[Information Boundary: Start]

PR #2703, opened 2021-12-13
Unequip shield on equipping a two-handed weapon and vice versa

rueter37:
The shield is unequipped now upon equipping a two-handed weapon and vice versa. While the unequip check worked on actors which can wield two weapons, it did not work on actors which can wield a weapon and a shield.


fdelapena (approved):

Ghabry (commented):
This will fail when you have a shield that is set to "two handed" (that can happen when you check it while it is a weapon and then change the type to shield)

We had similiar classes of bugs before here.

rueter37:
Thanks for the heads up with those edge cases. This should work for now. There is more stuff to fix (stat preview with shield which have the `two_handed` flag set) but the stat preview fix should be postponed for now.

rueter37:
I have added a separate PR for the stat preview stuff.

Ghabry (approved):

Issue #2590, opened 2021-07-19
Yume2kki: Song playback speed incorrect


coinsandboins828626:
#### Name of the game:

Yume2kki (Recent version)

#### Player platform:

Windows

#### Attach files (as a .zip archive or link them)

[easyrpg_log.txt](https://github.com/EasyRPG/Player/files/6844064/easyrpg_log.txt)
[Save01.zip](https://github.com/EasyRPG/Player/files/6844065/Save01.zip)

#### Describe the issue in detail and how to reproduce it:

While playing, I've noticed that certain songs do not have the correct playback speed that they normally would. Instead, they play at full speed, 100%, with no alterations. This usually applies to songs that usually would play at around 25% speed or lower. Example/How to reproduce: In the sound room, songs 127D, 329C, and 340A are all songs set to play at low speed, yet will experience the aforementioned bug.

Also, I've noticed that midi files do not react to speed changes at all, no matter what speed they are set to play at.
Example/How to reproduce: In the sound room, song 346B is a midi song set to play slightly lower than normal, yet plays at the regular file speed.

All of these errors do not persist when using the regular rpg maker, just to clarify. The linked save file has all of the example tracks unlocked in the sound room if you would like to reproduce quickly.

Ghabry:
This is semi-fixed in the "continuous build":

Out-of-range Music values are now clamped instead of reset to default (you will get 50% now, still not 25% but closer)

Pitch changes for MIDI work since yesterday ;).

coinsandboins828626:
Downloaded the continuous build and the issues seem to be fixed! There are some playback errors on that build but I'm aware it is in development and that they don't occur in the current stable release anyway.

Ghabry:
Can you quickly list for us what you mean with playback errors?

To get MIDI working we had to rewrite huge parts of our audio code so it is possible that we broke stuff by accident.

Thanks!

coinsandboins828626:
A couple of things I noticed during a short play session:
-Certain audio tracks had low volume (mostly midi) or were completely silent
-Sometimes the audio would cut out when entering certain areas
-Graveyard World's theme (in the music room, track 26), had its pitch changes sort of freak out and appear to be going above the amount they should.

Ghabry:
> Certain audio tracks had low volume (mostly midi) or were completely silent

This is known

> Sometimes the audio would cut out when entering certain areas

This could be a known bug in our fade-out code, but we will check.

[...]

PR #2706, opened 2021-12-21
Extend allowed tempo range for BGMs and SEs

rueter37:
This PR extends the allowed tempo range for BGMs and SEs from 50-200% to 10-400%.

Fixes: #2590

### DIFF
--- a/src/game_system.cpp
+++ b/src/game_system.cpp
@@ -84,8 +84,9 @@ void Game_System::BgmPlay(lcf::rpg::Music const& bgm) {
 		Output::Debug("BGM {} has invalid fadein {}", bgm.name, bgm.fadein);
 	}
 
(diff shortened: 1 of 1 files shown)


Ghabry:
Did you make some tests to ensure that this still works fine? (I couldn't see why not but... :))

rueter37:
Well, while the entire range works for me, I don't recommend using values below 25%. This is way too slow then (but still works).

Ghabry:
Could you add comments to both changes?

"Normal pitch is 50 to 200 but Yume2kki uses out of range values"

rueter37:
Comments have been added now.

Ghabry (approved):

fdelapena (approved):

Issue #2597, opened 2021-07-26
Savegame made with EasyRPG can contain invalid “battleanim_target” id and will crash RPG_RT.exe


florianessl:
#### Name of the game:
Sternenkindsaga (1.1.3)

#### Player platform:
Windows

#### Attach files (as a .zip archive or link them)
[Sternenkindsaga - Version 1.1.3 - Saves.zip](https://github.com/EasyRPG/Player/files/6880809/Sternenkindsaga.-.Version.1.1.3.-.Saves.zip)

#### Describe the issue in detail and how to reproduce it:
(Original thread with more details can be found here: https://community.easyrpg.org/t/save-game-made-with-easyrpg-contains-invalid-battleanim-target-id-and-will-crash-rpg-rt-exe/992)

This seems to be caused by a map transition while a BattleAnimation is playing. A currently running BattleAnimation from a previous map might be saved into the .lsd with battleanim_active=T and the battleanim_target is set to an Event ID from the previous map. After loading the save, RPG_RT.exe will try to execute the animation on the given ID and will crash with “Invalid event specified” if no Event is found..
**Steps to reproduce:**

[Information Boundary: End]

#### Assignment
For each line of the data that includes the word "areas", return a copy of it.

#### Solution to the exercise
-Sometimes the audio would cut out when entering certain areas
> Sometimes the audio would cut out when entering certain areas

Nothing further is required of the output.